Recently, the mechanism of the development of severe retrolental fibroplasia has been shown to occur by gap junction formation between adjacent mesenchymal spindle cells in the nerve fiber layer. Multiple syndromes with oculo-cerebral malformations give rise to retinal dysplasia (disturbances of neuroectodermal migration and/or differentiation) or retinal vascular abnormalities (disturbances of mesenchymal differentiation) which resemble clinically retrolental fibroplasia. Case 1 is an example of retinal dysplasia (disturbed neuroectodermal migration and/or differentiation) with normal retinal vascularization simulating superficially an active peripheral retinal detachment of retrolental fibroplasia in the preterm infant.
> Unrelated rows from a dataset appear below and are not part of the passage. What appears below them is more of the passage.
PR #2365, opened 2020-07-27
Get rid of the code poking around RSpec's internals

pirj:
## Problem

We used to access and replace `RSpec.configuration` and `RSpec.world` in several places.
This was prone to error, since those two can run out of sync, e.g.:

    with_isolated_config do
      RSpec::Core::ExampleGroup.describe('a view') { it { } }
      RSpec.configuration.world.example_groups # => []
    end

This case specifically is due to [in `RSpec::Core::ExampleGroup.describe`](https://github.com/rspec/rspec-core/blob/a01aba79715dda8ede1bdb7d1c5611094939fc1d/lib/rspec/core/example_group.rb#L260):
```ruby
RSpec.world.example_groups
```

Also, we were using this:

```ruby
    real_world = RSpec.world
    example.run
  end
```

`RSpec::Core::Configuration.new` gets its own world:
```ruby
  def with_isolated_config
```
which is an `RSpec::Core::World::Null`.

I have strong doubts if it would make sense to change the Core to:
```diff
- RSpec.world.example_groups
+ RSpec.configuration.world.example_groups
```

Not to say that those hooks and helpers dig too deep into RSpec's internals.

## Solution

It's our lucky day! RSpec [provides sandboxing out of the box](https://github.com/rspec/rspec-core/blob/master/lib/rspec/core/sandbox.rb).


JonRowe:
So we shouldn't be doing this:

```
  real_world = RSpec.world
  example.run
end
```

pirj:
I think I've found a better solution.

pirj:
Better viewed as https://github.com/rspec/rspec-rails/pull/2365/files?diff=split&w=1

spec/spec_helper.rb
```diff
@@ -51,10 +52,18 @@ def self.run_all(reporter = nil)
...
   config.around(:example) do |example|
-    real_world = RSpec.world
-    RSpec.instance_variable_set(:@world, RSpec::Core::World.new)
-    example.run
-    RSpec.instance_variable_set(:@world, real_world)
+    RSpec::Core::Sandbox.sandboxed do |sandbox_config|
+      # If there is an example-within-an-example, we want to make sure the inner
+      # example does not get a reference to the outer example (the real spec) if
+      # it calls something like `pending`.
+      sandbox_config.before(:context) { RSpec.current_example = nil }
```
pirj, line 62: This actually didn't affect the build.
Spotted this as an example to `sandboxed do` and in `rspec-core`'s `spec_helper.rb`. Adding just in case.

I think resetting `current_example` should be part of `sandboxed`, as this `current_example` is global. How does it play with threaded RSpec at all?

spec/spec_helper.rb
```diff
@@ -51,10 +52,18 @@ def self.run_all(reporter = nil)
...
+      RSpec::Rails.initialize_configuration(sandbox_config)
+      example.run
+    end
   end
+
+  config.include RSpec::Rails::FeatureCheck
```
pirj, line 68: Was included in `Helpers` that didn't hesitate to include itself in `RSpec.configuration`.

spec/spec_helper.rb
benoittgt: I tried to understand why we need this line without finding. 

What will be a scenario where this line could be needed?

I tried:
```
require "bundler/inline"

gemfile(true) do
  source "https://rubygems.org"
  gem "rspec", "~> 3.8"
end

require 'rspec/autorun'
require 'rspec/core/sandbox'

RSpec.configure do |config|
  config.formatter = :documentation
    RSpec::Core::Sandbox.sandboxed do |sandbox_config|
      # disable or not this is the same, this is never triggered
      sandbox_config.before(:context) { RSpec.current_example = nil }
      example.run
    end
  end
end

RSpec.describe do
  it do
    group = RSpec::Core::ExampleGroup.describe("an example group")
    example = group.example("an example")

    RSpec.current_example = example
    expect(RSpec.current_example).to be(example)
  end
end
```

pirj: Tried defining several groups, running them, adding examples and groups to the host spec, couldn't make it fail either way with this hook commented out. 🤷‍♂️ 

I have no hard preference to keep or to remove it since it's only for our specs and it won't affect anyone.

We use `current_example` in [`lib/rspec/rails/example/system_example_group.rb`](https://github.com/rspec/rspec-rails/blob/60dc9c4ebdc52f408ba9345089f884897df8deb1/lib/rspec/rails/example/system_example_group.rb#L30), but no specs fail if the hook is removed.

Considering `current_example`'s doc:
>  # The primary audience for this method is library authors who need access
>  # to the example currently being executed and also want to support all
>  # versions of RSpec 2 and 3.

I guess some third-party libraries use it: a [quick search](https://github.com/search?l=Ruby&q=RSpec.current_example&type=Code).

`RSpec.current_examples` was originally introduced here https://github.com/rspec/rspec-core/pull/1004

JonRowe: We need to keep `RSpec.current_example` its public API and it is used.

This line stems from `rspec-cores` test suite which does fail without it, specifically, things leak, here's a standalone reproduction:

```
# rspec_sandbox.rb
require "bundler/inline"

gemfile(true) do
  source "https://rubygems.org"
  gem "rspec", "~> 3.8"
end

require 'rspec/autorun'
require 'rspec/core/sandbox'

RSpec.configure do |config|
  config.formatter = :documentation
    RSpec::Core::Sandbox.sandboxed do |sandbox_config|
      sandbox_config.before(:context) do
        if ENV["NO_RESET"].nil? == true
          RSpec.current_example = nil
        end
      end
      example.run
    end
  end
end

class RaiseOnFailuresReporter < RSpec::Core::NullReporter
  def self.example_failed(example)
    raise example.exception
  end
end

RSpec.describe "RSpec.current_example" do
  it do
    group = RSpec::Core::ExampleGroup.describe("an example group")
    group.before(:context) { skip("not done"); fail }
    group.example("an example 1") {}
    group.example("an example 2") {}

    expect(group.run RaiseOnFailuresReporter).to eq true

    expect(group.examples.first).to be_skipped
    expect(group.examples.last).to be_skipped
  end
end
```

Running this without the env var set causes the spec to pass (bundler output removed, and ignore the generated title).
```
ruby sandbox.rb
RSpec.current_example
  is expected to be skipped

Finished in 0.00421 seconds (files took 0.07455 seconds to load)
1 example, 0 failures
```

Setting the env var to skip the reset will cause the skip to leak to the top level
```
NO_RESET=1 ruby sandbox.rb

RSpec.current_example
  is expected to be skipped (FAILED - 1)

Failures:

  1) RSpec.current_example is expected to be skipped FIXED
     Expected pending 'not done' to fail. No error was raised.
     # sandbox.rb:34

Finished in 0.00448 seconds (files took 0.08593 seconds to load)
1 example, 1 failure

Failed examples:

rspec sandbox.rb:34 # RSpec.current_example is expected to be skipped
```

spec/spec_helper.rb
pirj: 36 failures, 100% in generator specs, all `undefined method `type_metatag'`.
Besides `type_metatag`, generator specs use no methods from `FeatureCheck`.

I'll include this module exclusively to generator specs.

Frankly, I don't see a good reason for this method to exist:
```ruby
      def type_metatag(type)
        "type: :#{type}"
      end
```
but I'd prefer to avoid this unrelated refactoring here.

spec/spec_helper.rb
pirj: It's more or less clear.
So we're keeping this line here as well, right?

JonRowe: Yes

spec/spec_helper.rb
```diff
@@ -51,10 +52,18 @@ def self.run_all(reporter = nil)
...
+      # If there is an example-within-an-example, we want to make sure the inner
+      # example does not get a reference to the outer example (the real spec) if
+      # it calls something like `pending`.
+      sandbox_config.before(:context) { RSpec.current_example = nil }
+      RSpec::Rails.initialize_configuration(sandbox_config)
+      example.run
+    end
   end
+
+  config.include RSpec::Rails::FeatureCheck, type: :generator
```
JonRowe, line 68: Can we not just include this where it's used?

pirj: We can, but `type_metatag` is used in every one of them except for install generator spec.

pirj: I intended to get rid of this method altogether, replacing all usages to `type: :some_type`, and this `include` as well.
Ok to keep it here and remove in a follow-up?
Or keep `type_metatag` and inline `include`s into generator specs?
Or keep this include as is and leave `type_metatag` alone?
I don't have a preference here, up to you.

JonRowe: So you can remove this from here, and add it here:

```
module RSpec
  module Rails
    module Specs
      module Generators
        module Macros
        # spec/support/generators.rb:18
        def self.included(klass)
          klass.extend(Macros)
          klass.include(RSpec::Rails::FeatureCheck)
        end
```

pirj: Good point. Done.

PR #2366, opened 2020-07-30
Lock gems that fail to install on certain Ruby versions

pirj:
Bundler fails to install several gems. It seems that Ruby version constraint is ignored.

E.g. Sprockets 4.0 depend on Ruby >= 2.5 https://rubygems.org/gems/sprockets/versions/4.0.0
This results in build failures (https://travis-ci.org/github/rspec/rspec-rails/jobs/713253057):

    Installing sprockets 4.0.2
    Gem::RuntimeRequirementNotMetError: sprockets requires Ruby version >= 2.5.0.
    The current ruby version is 2.4.10.364.

Surprisingly, Ruby 2.3.8 and Ruby 2.2.10 builds don't fail, and install sprockets 3.7.2.

This is a forgotten forward-port from https://github.com/rspec/rspec-rails/pull/2360/files#diff-8c3955be04b733dbd31e54e50844fb84R31

### DIFF
--- a/example_app_generator/generate_app.rb
+++ b/example_app_generator/generate_app.rb
@@ -35,11 +35,22 @@ in_root do
     gsub_file "Gemfile", /.*rails-controller-testing.*/, "gem 'rails-controller-testing', git: 'https://github.com/rails/rails-controller-testing'"
   end
 
+  if RUBY_VERSION < "2.3.0"
+    gsub_file "Gemfile", /.*childprocess.*/, "gem 'childprocess', '< 2.0.0'"
+    gsub_file "Gemfile", /.*i18n.*/, "gem 'i18n', '< 1.5.2'"
+    gsub_file "Gemfile", /.*nio4r.*/, "gem 'nio4r', '< 2.4.0'"
+    gsub_file "Gemfile", /.*public_suffix.*/, "gem 'public_suffix', '< 4.0.0'"
+    gsub_file "Gemfile", /.*rack.*/, "gem 'rack', '< 2.2.0', '!= 2.1.0'"
+    gsub_file "Gemfile", /.*xpath.*/, "gem 'xpath', '< 3.2.0'"
+  end
+
   if Rails::VERSION::STRING >= "5.1.0"
     if RUBY_VERSION < "2.3"
       gsub_file "Gemfile", /.*capybara.*/, "gem 'capybara', '~> 3.1.0'"
     elsif RUBY_VERSION < "2.4"
       gsub_file "Gemfile", /.*capybara.*/, "gem 'capybara', '~> 3.15.0'"
+    elsif RUBY_VERSION < "2.5"
+      gsub_file "Gemfile", /.*capybara.*/, "gem 'capybara', '~> 3.32.0'"
     end
     if Rails::VERSION::STRING >= "5.2.0"
       gsub_file "Gemfile", /.*chromedriver-helper.*/, "gem 'webdrivers', '< 4.0.0'"
--- a/Gemfile
+++ b/Gemfile
@@ -49,8 +49,12 @@ gem 'rake', '~> 12'
 
 gem 'mime-types', "~> 3"
 
-if RUBY_VERSION.to_f == 2.2
+if RUBY_VERSION.to_f < 2.3
   gem 'capybara', '~> 3.1.0'
+elsif RUBY_VERSION.to_f < 2.4
+  gem 'capybara', '< 3.16'
+elsif RUBY_VERSION.to_f < 2.5
+  gem 'capybara', '< 3.33'
 else
   gem 'capybara', '>= 2.13', '< 4.0', require: false
 end
--- a/Gemfile-rails-dependencies
+++ b/Gemfile-rails-dependencies
@@ -18,6 +18,7 @@ when /stable$/
   gem_list = %w[rails railties actionmailer actionpack activerecord activesupport activejob actionview]
   gem 'puma', "3.12.1" if version > '5-0-stable'
   gem 'activerecord-jdbcsqlite3-adapter', git: 'https://github.com/jruby/activerecord-jdbc-adapter', platforms: [:jruby]
+  gem "sprockets", '~> 3.0' if RUBY_VERSION < '2.5'
 
   gem_list.each do |rails_gem|
     gem rails_gem, :git => "https://github.com/rails/rails.git", :branch => version
@@ -28,7 +29,7 @@ when nil, false, ""
   gem 'activerecord-jdbcsqlite3-adapter', platforms: [:jruby]
 else
   gem "rails", version
-
+  gem "sprockets", '~> 3.0' if RUBY_VERSION < '2.5'
   gem "puma" if version >= '5-1-stable'
 
   if version.gsub(/[^\d\.]/,'').to_f >= 6.0


pirj:
It's like a house of cards.
```
Fetching capybara 3.33.0
Installing capybara 3.33.0

Gem::RuntimeRequirementNotMetError: capybara requires Ruby version >= 2.5.0. The current ruby version is 2.4.10.364.

An error occurred while installing capybara (3.33.0), and Bundler cannot continue.

Make sure that `gem install capybara -v '3.33.0' --source 'https://rubygems.org/'` succeeds before bundling.
```

It also happens quite randomly. This time Ruby 2.4 build broke, but not 2.3 nor 2.2.

Another thing that I've noticed is that Ruby version constraints for some gems differ when you check them on https://rubygems.org/gems/<gem>/versions/<version> and then you check it with `gem specification --remote <gem> --version <version>`. Don't have any example handy, but pretty sure I can find it.

Any newly released gem with a Ruby version constraint can break our build. Do you think those problems are worth Bundler core team attention?

pirj:
Builds are green. I'm going to delete all repository caches, squash the commits and see if the builds are still green.

example_app_generator/generate_app.rb
```diff
@@ -26,20 +26,29 @@
   gsub_file "Gemfile", /.*gem..sqlite3.*/, "gem 'sqlite3', '~> 1.3.6'"
   gsub_file "Gemfile", /.*bootsnap.*/, ""
 
-  if Rails::VERSION::STRING >= '5.0.0'
```
JonRowe, line 29: Leave this, we're still soft supporting 4.2 and this makes it tricky to properly install locally.

JonRowe:
👍  Merge on green.

benoittgt:
> Do you think those problems are worth Bundler core team attention?

Maybe @deivid-rodriguez have an idea? 🙂

pirj:
This is green, but the question still remains.
@deivid-rodriguez can you suggest what we are doing wrong here?
We run several build jobs, each for a different Ruby/Rails combination. The Gemfile we provide, doesn't specify a version of e.g. `i18n`, `rack`, `childprocess`, `capybara` to use, it's what we rely on from Rails' `Gemfile`. On [Ruby 2.4 and RAILS_VERSION='~> 5.0.0' (resolved to 5.0.7.2)](https://travis-ci.org/github/rspec/rspec-rails/jobs/713253057), `bundler` attempts to install `sprockets` version 4.0.2 for some reason:
```
Installing sprockets 4.0.2

Gem::RuntimeRequirementNotMetError: sprockets requires Ruby version >= 2.5.0. The current ruby version is 2.4.10.364.
An error occurred while installing sprockets (4.0.2), and Bundler cannot continue.
Make sure that `gem install sprockets -v '4.0.2' --source 'https://rubygems.org/'` succeeds before bundling.

In Gemfile:

  rails was resolved to 5.0.7.2, which depends on
    sprockets-rails was resolved to 3.2.1, which depends on
      sprockets

rake aborted!
```

[`sprocket-rails` 3.2.1 depend on `sprockets >= 3.0.0`](https://rubygems.org/gems/sprockets-rails/versions/3.2.1), and [`sprockets` 3.7.2 depend on Ruby >= 1.9.3](https://rubygems.org/gems/sprockets/versions/3.7.2).

*Question*: Is it Bundler that is unable to reduce the dependency considering the Ruby version constraint? Or should we look into what Travis' intermediate gem server is providing us with broken gem metadata?

The following versions of RubyGems/Bundler are used:
```
Bundler 2.1.4 installed
RubyGems 3.1.4 installed
```

deivid-rodriguez:
Hi! Thanks for letting me know.

This is indeed an issue with `bundler`. A long time ago, bundler used a dependency API that didn't have `required_ruby_version` information. These days bundler uses a better API that _does_ provide `required_ruby_version` information. However, under some circumstances, specifically, when the client is rate limited by rubygems.org because of too many concurrent requests, we still end up falling back to using the old API, causing this kind of intermittent problems.

I think we had relaxed the limits on the server side to minimize these issues, but the right fix is that `bundler` completely stops using the old API and instead waits a bit before retrying the new API again when being rate limited. This fix is being tracked at https://github.com/rubygems/rubygems/issues/3594.

pirj:
Thanks a lot @deivid-rodriguez, this makes total sense!

deivid-rodriguez:
No problem, and apologies for the trouble. We'll try to fix this.

benoittgt:
Ooooh good to know! Thank you very much!

On August 1, 2020 12:16:15 PM GMT+02:00, "David Rodríguez" <notifications@github.com> wrote:
>Hi! Thanks for letting me know.
>
>This is indeed an issue with `bundler`. A long time ago, bundler used a
>dependency API that didn't have `required_ruby_version` information.
>These days bundler uses a better API that _does_ provide
>`required_ruby_version` information. However, under some circumstances,
>specifically, when the client is rate limited by rubygems.org because
>of too many concurrent requests, we still end up falling back to using
>the old API, causing this kind of intermittent problems.
>
>I think we had relaxed the limits on the server side to minimize these
>issues, but the right fix is that `bundler` completely stops using the
>old API and instead waits a bit before retrying the new API again when
>being rate limited. This fix is being tracked at
>https://github.com/rubygems/rubygems/issues/3594. 
>
>-- 
>You are receiving this because your review was requested.
>Reply to this email directly or view it on GitHub:
>https://github.com/rspec/rspec-rails/pull/2366#issuecomment-667508360

-- 
Sent from my Android device with K-9 Mail. Please excuse my brevity.

deivid-rodriguez:
Hei! Discussing this internally, this might actually not be due to rate limiting but to a different error condition. Bundler should log the exception that's causing the fallback to the old API in `--verbose` mode [here](https://github.com/rubygems/rubygems/blob/5b9a5692793b1c523493c9574d6569299903f540/bundler/lib/bundler/fetcher/compact_index.rb#L23), I believe. If you could use the `--verbose` flag and report back when this happens again, that would give us more information about this.

pirj:
@deivid-rodriguez Awesome!
Got some results ([1](https://travis-ci.org/github/rspec/rspec-rails/jobs/714297172), [2](https://travis-ci.org/github/rspec/rspec-rails/jobs/714297185)) already. Please let me know if this is sufficient to pinpoint the issue.

Just to confirm that we're still experiencing the issue there's a similar failure from [another build](https://travis-ci.org/github/rspec/rspec-rails/jobs/714239589) for a [branch](https://github.com/rspec/rspec-rails/blob/2c23692be7638f4d4721e8161d01e12045c47505/example_app_generator/generate_app.rb#L40) where:
```
if RUBY_VERSION < "2.3.0"
    gem 'i18n', '< 1.5.2'
```
is supposedly set, and the failure is:
```
Gem::RuntimeRequirementNotMetError: i18n requires Ruby version >= 2.3.0. The current ruby version is 2.2.0.
An error occurred while installing i18n (1.8.5), and Bundler cannot continue.
```

pirj:
@deivid-rodriguez Ping. Is this of any help?
No pressure, we're in pretty good shape in terms of build stability right now. At the cost, though.
For me, it will be good enough if you are aware of the problem, there's a ticket, and it will eventually be resolved so we can clean our build-related dependency declaration code.

pirj:
@deivid-rodriguez Ping. Can I provide anything else to help to pinpoint the issue?

pirj:
@deivid-rodriguez Ping.

sonalkr132:
> Gem::RuntimeRequirementNotMetError: i18n requires Ruby version >= 2.3.0. The current ruby version is 2.2.0.
An error occurred while installing i18n (1.8.5), and Bundler cannot continue.

This should no longer be an issue. I ran build on the same commit and it is passing https://travis-ci.com/github/sonalkr132/rspec-rails/jobs/379918197

> they show a Net::OpenTimeout error. 

this was probably an intermittent error and bundler continued with retry.
we backfilled `required_ruby_version` on older versions (16-17 Aug) after you reported https://github.com/rubygems/rubygems/issues/3870 which would have fixed the mismatch in the required ruby version.

deivid-rodriguez:
Oh, right! This was fixed by backfilling those, I forgot about it!

PR #2367, opened 2020-08-01
Fix link in docs for be_a_new_matcher

mehagar:


JonRowe:
:wave: Thanks for spotting this, but I'm not sure this is anymore valid? The feature file is `matchers/new_record_matcher`

mehagar:
I wasn't sure whether the hyperlink should be based on the feature file, since I found it through the Cucumber docs and the url for that is https://relishapp.com/rspec/rspec-rails/v/4-0/docs/matchers/be-a-new-matcher

JonRowe:
Huh, yeah ok, seems to work! Thank you!

PR #2370, opened 2020-08-07
Remove old fixture_path support

JonRowe:
An alternative to #2349 which removes the old work around, this seems to no longer apply given our supported levels of Rails.


JonRowe:
@koenpunt can you try this branch out?

sudara:
I just wanted to note I tried this out after having issues on Rails edge and confirmed it's happy for me, in tandem with #2385

JonRowe:
Thanks @sudara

Case 2 is an example of normal retinal differentiation with abnormal retinal vascularization (disturbed mesenchymal differentiation) simulating identically cicatricial dragging of the retinal vessels temporally of retrolental fibroplasia in the preterm infant. Thus, cases of central nervous system malformation should prompt an early ophthalmologic examination to document retinal abnormalities in term infants which occur without the administration of oxygen congenitally, from true retrolental fibroplasia in preterm infants which occurs following changes in oxygen tension approximately 8 weeks postnatally.